## Given entries:
PR #934, opened 2017-05-31
DO NOT MERGE - GlusterFS Setup - Do not merge

lpabon:
This is a proof of concept of setting up the nodes for GlusterFS. The setup does the following:

* Creates three disks per node
* Opens ports for Gluster node-node communication
* Sets up dm_thin_pool

### DIFF
--- a/modules/aws/ignition/ignition.tf
+++ b/modules/aws/ignition/ignition.tf
@@ -2,6 +2,7 @@ data "ignition_config" "main" {
   files = [
     "${data.ignition_file.max-user-watches.id}",
     "${data.ignition_file.s3-puller.id}",
+    "${data.ignition_file.dm_thin_pool.id}",
     "${data.ignition_file.init-assets.id}",
     "${data.ignition_file.detect-master.id}",
   ]
@@ -93,6 +94,16 @@ data "ignition_file" "s3-puller" {
 
   content {
     content = "${data.template_file.s3-puller.rendered}"
+  }
+}
+
+data "ignition_file" "dm_thin_pool" {
+  filesystem = "root"
+  path       = "/etc/modules-load.d/dm_thin_pool.conf"
+  mode       = "555"
+
+  content {
+    content = "${file("${path.module}/resources/dm_thin_pool.conf")}"
   }
 }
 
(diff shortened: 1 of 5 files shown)


alexsomesan:
Discussed this offline with @lpabon 
This is a really cool feature to have in Tectonic.

But before we can integrate this in the installer we need to find a way to make those block devices optional in the launch configuration. Reminds of the recently extended `tags` attribute which had similar limitations.

/cc: @s-urbaniak

s-urbaniak:
This sort of limitation was also a pain in the code reuse between openstack nova and neutron modules was limited.

Apparently there is no generic way in Terraform to enable/disable blocks inside a resource.

brianredbeard:
@lpabon A few quick questions to serve as proto documentation.  They're somewhat loaded answers as I'm pretty sure I know, but figured it's easy to document here:

  1)  The EBS devices provisioned in `worker.tf`, those are to be provisioned on each node acting as a gluster replica, correct?
  1)  Is the purpose of three discrete devices is for striping to improve performance?
  1)  What is the minimum size per EBS device?
  1)  If the purpose is for striping, what is the relationship between total space provisioned and available space?

lpabon:
Hi @brianredbeard, answers below
1. *The EBS devices provisioned in worker.tf, those are to be provisioned on each node acting as a gluster replica, correct?* Yes
1. *Is the purpose of three discrete devices is for striping to improve performance?* On baremetal with actual spindles, it would make a difference using devices, but on EBS it shouldn't, afaik.
1. *What is the minimum size per EBS device?* It would be the minimum to hold the requested volume + (XFS + pvcreate + vg metadata)
1. *If the purpose is for striping, what is the relationship between total space provisioned and available space?* There is no striping in GlusterFS replica 3 (which is the default replication style). GlusterFS itself supports striping across bricks (which are the node:directory pairs), but it is not used in Kubernetes because Heketi (The GlusterFS provisioner) does not have the support for that yet.

cpanato:
@lpabon @alexsomesan @s-urbaniak This PR still makes sense? if yes can rebase and we check what is missing? Otherwise, I will close and you can reopen another PR in the future

s-urbaniak:
Let's close this one, as it is pretty stale. We can always revive this PR in the context of a proper sprint planning/priorization, /cc @sym3tri @robszumski.

lpabon:
@s-urbaniak Yep, I agree.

## Activity:
Look above for the line holding "1. *The EBS", then set down exactly that line and every line after it up to and including the line holding "1. *What is", with nothing else.

## Result of this exercise:
1. *The EBS devices provisioned in worker.tf, those are to be provisioned on each node acting as a gluster replica, correct?* Yes
1. *Is the purpose of three discrete devices is for striping to improve performance?* On baremetal with actual spindles, it would make a difference using devices, but on EBS it shouldn't, afaik.
1. *What is the minimum size per EBS device?* It would be the minimum to hold the requested volume + (XFS + pvcreate + vg metadata)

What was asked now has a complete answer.